36 In the second police interview Kane told the police that he and Andrew had been given spiked drinks by the deceased and another man at the deceased's unit in Artarmon. Kane was tied up and was anally raped. He was compelled to perform oral sex on the deceased. Thereafter, he and Andrew discussed getting revenge for what the deceased had done. He was aware that some film or photographs had been taken of him and wanted to find out if the film or photographs were in the deceased's unit. He also wanted to give the deceased a hiding. For this reason he took a small baseball bat which he owned and some tape to the flat. He and Andrew gained entry to the unit by telling the deceased that they wanted a good time. After demanding the handing over of film he and Andrew commenced to hit the deceased. He said that he had tied the deceased's hands and feet with the tape but could not remember tying his knees or putting tape over his mouth and eyes. He said that he could not remember placing a bag over the deceased's head and could not remember Andrew doing that. Eventually he said to Andrew "let's get out of here" and Andrew left right away. They arrived at Artarmon station together, having walked there.
37 The case against Kane, based on the testimony of Ms Dali and Mrs Unger and on the police interview, was that either he, Kane, had placed the bag on the deceased's head or Andrew had done so in Kane's presence. If Kane had placed the bag over the deceased's head he was the murderer. If Andrew had done that, this was part of the plan, Kane having agreed to help Andrew in killing the deceased.
38 Kane's second ground of appeal is directed principally against written directions given by Barr J to the jury.
39 These written directions were supplemented by his Honour in considerable detail in the course of his oral directions. Moreover, his Honour said in regard to the written directions:
"I want to give you a particular warning about [the written directions.] [They are] intended for your assistance, but [they are] not intended to be a substitute for the complete directions that I give you orally. There is always a danger that when important directions are summarised in the very short way that these directions on the document I have given you have been that there will be a temptation to stop listening to anything else I say. You must avoid that temptation. The directions I have given you are only skeletal. They do not attempt to cover everything, every important thing that I shall say to you. You should continue to heed every word that I say to you."
40 In the circumstances, the written directions cannot be looked at alone. They must be seen in context and in particular in the context of the oral directions given by Barr J.

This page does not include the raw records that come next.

PR #1944, opened 2024-05-23
gossip: use the same gossip listen port value everywhere

### LINKED ISSUE #1942: gossip: use the same port number for the listen port in the tile as the library config value
This is just annoying, we can use the same value.

arjain4:
Closes #1942


llamb-jump (dismissed):

src/app/fdctl/configure/xdp.c
```diff
@@ -86,7 +86,7 @@ init( config_t * const config ) {
     config->tiles.quic.regular_transaction_listen_port,
     config->tiles.quic.quic_transaction_listen_port,
     config->tiles.shred.shred_listen_port,
-    config->tiles.gossip.gossip_listen_port,
+    config->gossip.port,
```
mmcgee-jump, line 89: This change (already) breaks 1.5 since you are going to intercept gossip traffic from reaching the agave code, even when running 1.5 topology.

mmcgee-jump (changes requested):
.

asiegel-jt (approved):

lheeger-jump (approved):

PR #1945, opened 2024-05-23
Module Descriptions

cavemanloverboy:
Every time I navigate this repo I forget what these are lol.

I started this off. Feel free to add, correct, or ignore. Up to y'all.


cavemanloverboy:
i've just been informed this info is in `docs/`. Maybe a simlink to this location would be good

PR #1952, opened 2024-05-26
adding new metrics for replay in storei tile

llamb-jump:


src/app/fdctl/run/tiles/fd_replay.c
```diff
@@ -508,6 +516,10 @@ after_credit( void *             _ctx,
 static void
 during_housekeeping( void * _ctx ) {
   fd_replay_tile_ctx_t * ctx = (fd_replay_tile_ctx_t *)_ctx;
+  FD_MCNT_SET( REPLAY, SNAPSHOT_STATUS_SNAPSHOT_BEGIN, 0 );
```
mmcgee-jump, line 519: I'm not quite sure what these counters are for, but this can't be right. Resetting them to zero will make prometheus think the application exited and restarted, counters should only increment.

llamb-jump: It made the visualization easier to understand IMO, I removed these lines since they're confusing

lheeger-jump (approved):

mmcgee-jump (changes requested):
Can we hold off on this one? Needs a discussion before merging, as 1.5 / 2.x probably shouldn't share metrics definitions.

llamb-jump:
how about splitting `metrics.xml` into `metrics-frankendancer.xml` and `metrics-firedancer.xml`?

mmcgee-jump (approved):

Issue #3710, opened 2024-12-16
fd_tpool_wait should have FD_COMPILER_MFENCE() at end of function


GaneshRapolu:
fd_tpool_private_worker(..) has an FD_COMPILER_MFENCE after executing the task and setting state to IDLE. 
https://github.com/firedancer-io/firedancer/blob/main/src/util/tpool/fd_tpool.cxx#L74

This prevents compiler reordering of writes done within the task with setting of worker state.

This should be matched with a  FD_COMPILER_MFENCE after the read of worker state observing IDLE in fd_tpool_wait; that would ensure that reads done after observing the worker state are not re-ordered by the compiler with the read of the worker state. However no such compiler fence exists in the impl today which is likely just an oversight.

https://github.com/firedancer-io/firedancer/blob/fcacb50a7195c47cca147ace8db20d125b4761e6/src/util/tpool/fd_tpool.h#L813

Although unnecessary (??) for many use patterns, it likely simplest  (and also mirrors other uses of the compiler fence in many other places; ex fd_fseq_query) to also add one at the start of fd_tpool_wait.

An example of this bug potentially affecting correctness is the recent checkpoint restore_v2 impl which reads err and dirty after calling fd_tpool_wait.

https://github.com/firedancer-io/firedancer/blob/main/src/util/wksp/fd_wksp_restore_v2.c#L421

Also as hinted by kbowers; compiler fences like these are sufficient (for acquire-release patterns or seq-lock style patterns) only on TSO architectures (ex. x86); on arm you would need actual fences or use instructions that have embedded ordering (load acquire; store release etc). But fixing that can/should be part of a later holistic rework to support non-x86 deployments.

cc: @kbowers-jump

kbowers-jump:
No objection here to having fd_tpool_wait using pre- and post-compiler mfences under the hood.   Good catch.

GaneshRapolu:
Now that I am looking at the code once more;

fd_tpool_exec
https://github.com/firedancer-io/firedancer/blob/main/src/util/tpool/fd_tpool.h#L801
is doing the right thing with pre  & post compiler fences and also a compiler fence between setting the worker args and setting worker state to EXEC. 


However, fd_tpool_private_worker https://github.com/firedancer-io/firedancer/blob/main/src/util/tpool/fd_tpool.cxx#L55 does not have a corresponding compiler fence between reading EXEC as worker state and reading the worker args.

Pretty sure that is not right theoretically either.

[...]

PR #3760, opened 2024-12-19
Stronger fd_tpool compiler memory fencing guarantees

kbowers-jump:
As per the discussion in issue #3710, gave the fd_tpool API stronger compiler memory fencing guarantees and updated FD_SPIN_PAUSE documentation to be explicit about its current (lack of) fencing guarantees.

In the process, this fixes a latent bug caused by missing compiler memory fence on targets without FD_HAS_X86.  The missing fence could cause the the compiler to "optimize" the tpool worker task dispatch outer loop into an infinite loop for worker threads in tpools containing 2 or more tiles within the same process on targets without FD_HAS_X86.

With this, in the vast majority of circumstances (e.g. not writing low level concurrency tests/benchmarks), normal code (i.e. single threaded non-conflicting) should "just work" without use of volatile, FD_VOLATILE, FD_COMPILER_MFENCE, FD_ATOMIC, etc when thread parallelized via fd_tpool / FD_FOR_ALL / FD_MAP_REDUCE (and the unit test was updated accordingly).

### DIFF
--- a/src/util/fd_util_base.h
+++ b/src/util/fd_util_base.h
@@ -742,7 +742,11 @@ fd_type_pun_const( void const * p ) {
    the other logical cores sharing the same underlying physical core for
    a few clocks without yielding it to the operating system scheduler.
    Typically useful for shared memory spin polling loops, especially if
-   hyperthreading is in use. */
+   hyperthreading is in use.  IMPORTANT SAFETY TIP!  This might act as a
+   FD_COMPILER_MFENCE on some combinations of toolchains and targets
+   (e.g. gcc documents that __builtin_ia32_pause also does a compiler
+   memory) but this should not be relied upon for portable code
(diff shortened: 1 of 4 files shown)


GaneshRapolu:
This change seems to address both of the concerns I mentioned in the linked issue:
 - add embedded compiler fencing in fd_tpool_wait
 - add compiler fencing for observing EXEC -> reading task args in fd_tpool_private_worker

so I am happy with this. Rest of changes seem sane as well from a brief skim. 

There is the rat's nest of exactly when in a multi process shared memory environment volatile and/or atomics need to be used to avoid data race UB (vs relying on compiler fences alone to constrain compiler behavior), but that is well beyond my ken. Will leave it to your judgement.

jumpsiegel (approved):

41 The written directions asserted that, before the jury could convict Kane of murder, they needed to be satisfied beyond reasonable doubt that any of the following things happened, namely:
"2.1 Because the accused alone or jointly with Andrew did the act causing death intending to kill the deceased or do him grievous bodily harm; or
2.2 Because Andrew did the act causing death either pursuant to an agreement with the accused to kill the deceased or pursuant to an agreement to attack the deceased where the accused contemplated the death of the deceased as a possible result; or
2.3 Because Andrew did the act causing death intending to kill the deceased or do him grievous bodily harm and the accused, knowing what Andrew was doing and what his intention was, intentionally assisted or encouraged him to do the act causing death".